**Stored items**
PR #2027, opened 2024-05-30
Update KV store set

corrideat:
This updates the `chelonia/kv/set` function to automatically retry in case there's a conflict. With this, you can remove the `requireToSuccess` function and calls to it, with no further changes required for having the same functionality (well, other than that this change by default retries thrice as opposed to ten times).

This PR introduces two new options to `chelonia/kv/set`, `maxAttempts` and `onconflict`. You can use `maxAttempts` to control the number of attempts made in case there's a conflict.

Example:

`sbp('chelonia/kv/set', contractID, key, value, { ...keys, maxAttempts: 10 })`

**WORK REQUIRED**
For the string "maxAttempts", tally the lines above that contain it and give only the figure.

**SOLUTION BELOW**
2